* [Your objective]: Restate each record word for word, from the first to the last.

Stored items
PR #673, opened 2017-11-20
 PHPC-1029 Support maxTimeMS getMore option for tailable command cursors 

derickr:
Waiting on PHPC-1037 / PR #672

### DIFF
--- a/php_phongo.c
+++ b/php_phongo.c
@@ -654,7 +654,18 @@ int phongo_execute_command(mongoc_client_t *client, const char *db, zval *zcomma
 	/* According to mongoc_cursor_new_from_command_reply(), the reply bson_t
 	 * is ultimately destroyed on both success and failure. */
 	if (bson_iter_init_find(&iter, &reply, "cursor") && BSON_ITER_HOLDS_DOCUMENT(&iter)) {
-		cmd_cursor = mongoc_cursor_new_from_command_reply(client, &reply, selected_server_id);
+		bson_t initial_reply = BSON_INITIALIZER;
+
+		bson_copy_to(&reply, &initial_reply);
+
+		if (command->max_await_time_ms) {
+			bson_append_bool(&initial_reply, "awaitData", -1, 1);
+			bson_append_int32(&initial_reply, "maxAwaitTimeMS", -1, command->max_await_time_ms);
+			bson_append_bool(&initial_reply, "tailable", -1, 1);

* [Reply to the exercise]:
PR #673, opened 2017-11-20
 PHPC-1029 Support maxTimeMS getMore option for tailable command cursors 

derickr:
Waiting on PHPC-1037 / PR #672

### DIFF
--- a/php_phongo.c
+++ b/php_phongo.c
@@ -654,7 +654,18 @@ int phongo_execute_command(mongoc_client_t *client, const char *db, zval *zcomma
 	/* According to mongoc_cursor_new_from_command_reply(), the reply bson_t
 	 * is ultimately destroyed on both success and failure. */
 	if (bson_iter_init_find(&iter, &reply, "cursor") && BSON_ITER_HOLDS_DOCUMENT(&iter)) {
-		cmd_cursor = mongoc_cursor_new_from_command_reply(client, &reply, selected_server_id);
+		bson_t initial_reply = BSON_INITIALIZER;
+
+		bson_copy_to(&reply, &initial_reply);
+
+		if (command->max_await_time_ms) {
+			bson_append_bool(&initial_reply, "awaitData", -1, 1);
+			bson_append_int32(&initial_reply, "maxAwaitTimeMS", -1, command->max_await_time_ms);
+			bson_append_bool(&initial_reply, "tailable", -1, 1);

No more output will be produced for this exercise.